WORK ITEM:
Your answer should be every line with the word "rozza", copied from the data below.

DATA SUPPLIED:
==========
PR #1784, opened 2025-04-08
DRIVERS-2295 Convert CSFLE spec tests to unified test format

mdb-ad:
Note: some legacy tests were skipped by the C driver. The unified version is also untested.
- badQueries (skipped in C driver due to due to test containing `$type` and C driver failing to parse: CDRIVER-3387).
- unsupportedCommand (skipped in C driver due to not having mapReduce helper)

[C driver Evergreen](https://spruce.mongodb.com/version/68472427ad20a0000771b8dd)

New tests depend on unified test runner changes from DRIVERS-3106.

### DIFF
--- a/source/client-side-encryption/limits/limits-encryptedFields.json
+++ b/source/client-side-encryption/limits/limits-encryptedFields.json
@@ -1,0 +1,14 @@
+{
+    "fields": [
+        {
+            "keyId": {
+                "$binary": {
+                    "base64": "LOCALAAAAAAAAAAAAAAAAA==",
+                    "subType": "04"
+                }
+            },
+            "path": "foo",
+            "bsonType": "string"
+        }
+    ]
+}
--- a/source/client-side-encryption/limits/limits-qe-doc.json
+++ b/source/client-side-encryption/limits/limits-qe-doc.json
@@ -1,0 +1,3 @@
+{
+    "foo": "aaaaaaaaaaaaaaaaaaaaaaaaaaaaaaaaaaaaaaaaaaaaaaaaaaaaaaaaaaaaaaaaaaaaaaaaaaaaaaaaaaaaaaaaaaaaaaaaaaaaaa"
+}
--- a/source/client-side-encryption/tests/README.md
+++ b/source/client-side-encryption/tests/README.md
@@ -563,10 +563,13 @@ First, perform the setup.
 2. Using `client`, drop and create the collection `db.coll` configured with the included JSON schema
     [limits/limits-schema.json](../limits/limits-schema.json).
 
-3. Using `client`, drop the collection `keyvault.datakeys`. Insert the document
+3. If using MongoDB 8.0+, use `client` to drop and create the collection `db.coll2` configured with the included
+    encryptedFields [limits/limits-encryptedFields.json](../limits/limits-encryptedFields.json).
+
+4. Using `client`, drop the collection `keyvault.datakeys`. Insert the document
     [limits/limits-key.json](../limits/limits-key.json)
 
-4. Create a MongoClient configured with auto encryption (referred to as `client_encrypted`)
+5. Create a MongoClient configured with auto encryption (referred to as `client_encrypted`)
 
     Configure with the `local` KMS provider as follows:
 
@@ -578,19 +581,19 @@ First, perform the setup.
 
 Using `client_encrypted` perform the following operations:
 
-1. Insert `{ "_id": "over_2mib_under_16mib", "unencrypted": <the string "a" repeated 2097152 times> }`.
+1. Insert `{ "_id": "over_2mib_under_16mib", "unencrypted": <the string "a" repeated 2097152 times> }` into `coll`.
 
     Expect this to succeed since this is still under the `maxBsonObjectSize` limit.
 
 2. Insert the document [limits/limits-doc.json](../limits/limits-doc.json) concatenated with
-    `{ "_id": "encryption_exceeds_2mib", "unencrypted": < the string "a" repeated (2097152 - 2000) times > }` Note:
-    limits-doc.json is a 1005 byte BSON document that encrypts to a ~10,000 byte document.
+    `{ "_id": "encryption_exceeds_2mib", "unencrypted": < the string "a" repeated (2097152 - 2000) times > }` into
+    `coll`. Note: limits-doc.json is a 1005 byte BSON document that encrypts to a ~10,000 byte document.
 
     Expect this to succeed since after encryption this still is below the normal maximum BSON document size. Note, before
     auto encryption this document is under the 2 MiB limit. After encryption it exceeds the 2 MiB limit, but does NOT
     exceed the 16 MiB limit.
 
-3. Bulk insert the following:
+3. Use MongoCollection.bulkWrite to insert the following into `coll`:
 
     - `{ "_id": "over_2mib_1", "unencrypted": <the string "a" repeated (2097152) times> }`
     - `{ "_id": "over_2mib_2", "unencrypted": <the string "a" repeated (2097152) times> }`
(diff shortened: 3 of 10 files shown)


kevinAlbs (commented):
Exciting. Initial comments.

source/client-side-encryption/tests/legacy/aggregate.json
kevinAlbs, line 1: Some drivers now use a git submodule to sync spec tests (example: [PHP](https://github.com/mongodb/mongo-php-library/tree/a4ccccd9011bad978e6f0d52efd1a512ef64d35a/tests)). As a result, when they update the submodule, all tests get synced. I request restoring the .json/.yml files (not templates) for the legacy tests. Once all drivers have synced the new tests, the old tests can be removed.

That may prevent a loss of test coverage (e.g. driver upgrades submodule to get non-CSFLE test updates, but does not-yet have the test runner changes implemented to run the new CSFLE tests)

ShaneHarvey: This seems like a big flaw in the git submodule approach.

jyemin: IMO it's not so much a flaw as a trade-off.  We get the benefit of auto-updates of specification changes but it comes with responsibility to treat specification tests as effectively read-only until everyone has migrated.  

A note about this has been added to the [README](https://github.com/mongodb/specifications?tab=readme-ov-file#automated-test-best-practices):

source/client-side-encryption/tests/unified/fle2v2-Update.yml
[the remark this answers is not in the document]
kevinAlbs: Resolving. Note added in https://github.com/mongodb/specifications/pull/1789.

source/unified-test-format/schema-1.23.json
```diff
@@ -427,6 +427,14 @@
...
           }
         },
+        "awsTemporary": {
+          "type": "object",
+          "properties": {}
+        },
+        "awsTemporaryNoSessionToken": {
+          "type": "object",
+          "properties": {}
+        },
```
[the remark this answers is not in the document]
kevinAlbs: Suggestion applied in https://github.com/mongodb/specifications/pull/1784/commits/101e50b1f7eb0a7da05af8746493d62822960208.

Revert the no-longer-needed changes in `schema-1.23.json`.

source/client-side-encryption/tests/unified/keyCache.yml
```diff
@@ -1,85 +1,105 @@
-description: keyCache-explicit
```
kevinAlbs: Revert changes to this file? This test was already in the unified format .

source/client-side-encryption/tests/unified/types.yml
```diff
@@ -17,12 +17,318 @@ createEntities:
       observeEvents:
         - commandStartedEvent
   - database:
-      id: "db"
+      id: "db0"
```
kevinAlbs, line 35: Revert this commit? I expect each test case can reuse the same client (each test is expected to drop the collection from `initialData` before running).

mdb-ad: It's not because of `initialData`. Every client in the types test has a different `schemaMap`.

source/client-side-encryption/tests/legacy/fle2v2-BypassQueryAnalysis.json
kevinAlbs, line 1: Suggest running `git merge master` to update PR diff. This file was restored in https://github.com/mongodb/specifications/pull/1788.

source/client-side-encryption/tests/unified/badQueries.yml
```diff
@@ -0,0 +1,548 @@
...
+          filter: {unencrypted: {$size: 2}}
+        object: "coll"
+        expectResult: []
+      - name: find
+        arguments:
+          filter: {encrypted_string: {$size: 2}}
+        object: "coll"
+        expectError:
+          errorContains: "Invalid match expression operator on encrypted field"
+      - name: find
```
kevinAlbs, line 355: The `badQueries` test can be run in the C driver by removing these two tests containing `$type`.

I would rather remove the `$type` tests to enable the C driver (and C++ and PHP driver) to run this test. This test does not seem to provide any significantly different coverage from the test above with `$size`.

source/client-side-encryption/tests/unified/badQueries.yml
```diff
@@ -0,0 +1,548 @@
...
+          # After it is:
+          # "Cannot encrypt element of type: array"
+          # Only check for the common prefix.
+          errorContains: "Cannot encrypt element of type"
+  - description: "an insert with encrypted field on _id errors"
+    operations:
+      - name: insertOne
+        arguments:
+          document: {_id: 1}
+        object: "coll"
```
kevinAlbs:
```suggestion
        object: "coll_with_encrypted_id"
```

The legacy form of this test set a schema with an encrypted `_id` field to get the expected error. Suggest creating a new collection entity:

```yml
  - collection:
      id: coll_with_encrypted_id
      database: db
      collectionName: coll_with_encrypted_id
```

And create the collection with a schema with an encrypted `_id` in `initialData`:
```yml
  - databaseName: default
    collectionName: coll_with_encrypted_id
    documents: []
    createOptions:
      validator:
        $jsonSchema: {'properties': {'_id': {'encrypt': {'keyId': [{'$binary': {'base64': 'AAAAAAAAAAAAAAAAAAAAAA==', 'subType': '04'}}], 'bsonType': 'string', 'algorithm': 'AEAD_AES_256_CBC_HMAC_SHA_512-Deterministic'}}}}
```

source/client-side-encryption/tests/unified/types.yml
```diff
@@ -0,0 +1,786 @@
+description: types
+schemaVersion: '1.23'
+runOnRequirements:
+  - minServerVersion: "4.1.10"
+createEntities:
```
kevinAlbs, line 8:
```suggestion
# Create separate client entities for each tested type to isolate encryption schemas. mongocryptd/crypt_shared returns an error on schemas for unsupported types (e.g. double).
createEntities:
```

Suggest documenting why separate clients are needed.

source/client-side-encryption/tests/unified/aggregate.yml
```diff
@@ -0,0 +1,147 @@
...
+      collectionName: default
+initialData:
+  - databaseName: default
+    collectionName: default
+    documents:
+      - &doc0_encrypted {_id: 1, encrypted_string: {'$binary': {'base64': 'AQAAAAAAAAAAAAAAAAAAAAACwj+3zkv2VM+aTfk60RqhXq6a/77WlLwu/BxXFkL7EppGsju/m8f0x5kBDD3EZTtGALGXlym5jnpZAoSIkswHoA==',
+            'subType': '06'}}}
+    createOptions:
+      validator:
+        $jsonSchema: {'properties': {'encrypted_w_altname': {'encrypt': {'keyId': '/altname',
```
kevinAlbs: Consider running the YAML files through a formatter. Running through https://marketplace.visualstudio.com/items?itemName=redhat.vscode-yaml seems to work OK (at the cost of a longer file).

source/client-side-encryption/tests/unified/bulk.yml
kevinAlbs, line 1: Restore bulk.yml (CSFLE with `MongoCollection.bulkWrite`). Remove client-bulkWrite-qe.yml (QE with `MongoClient.bulkWrite` will be added as part of DRIVERS-2888.)

rozza (changes requested):
Looks good one request:

Could `timeoutMS.yml` tests increase the `timeoutMS` and `blockTimeMS` by a factor of 10 as these timeout on evergreen. 

It appears the java legacy versions were skipped due to this.

Other than that - LGTM

baileympearson (approved):
I reviewed the libmongocrypt version requirement specifically.  All old FLE continue to pass on older versions of our bindings and the new tests are skipped, meaning these won't break Node's CI if we test an old bindings version against the latest driver.

rozza (approved):
LGTM!

PR #1790, opened 2025-04-28
Fix mdformat check

blink1073:

- [ ] Update changelog.
    clusters, and serverless).


blink1073:
We had to bump the versions of the formatters used for upstream compatibility, which caused some docs to be reformatted slightly.

comandeo-mongo (approved):

PR #1792, opened 2025-04-28
chore: add schema-latest pattern

prestonvasquez:
PR #1782 suggests adding a `schema-latest.json` file that will allow reviewers to grok changes to schema updates. Implementers would still be required to add a schema-1.n.json file when updating a schema but will now also be required to run `make update-schema-latest` to sync `schema-latest.json`. The diff should be verified in the GitHub workflow.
==========
EXPECTED ANSWER:
rozza (changes requested):
rozza (approved):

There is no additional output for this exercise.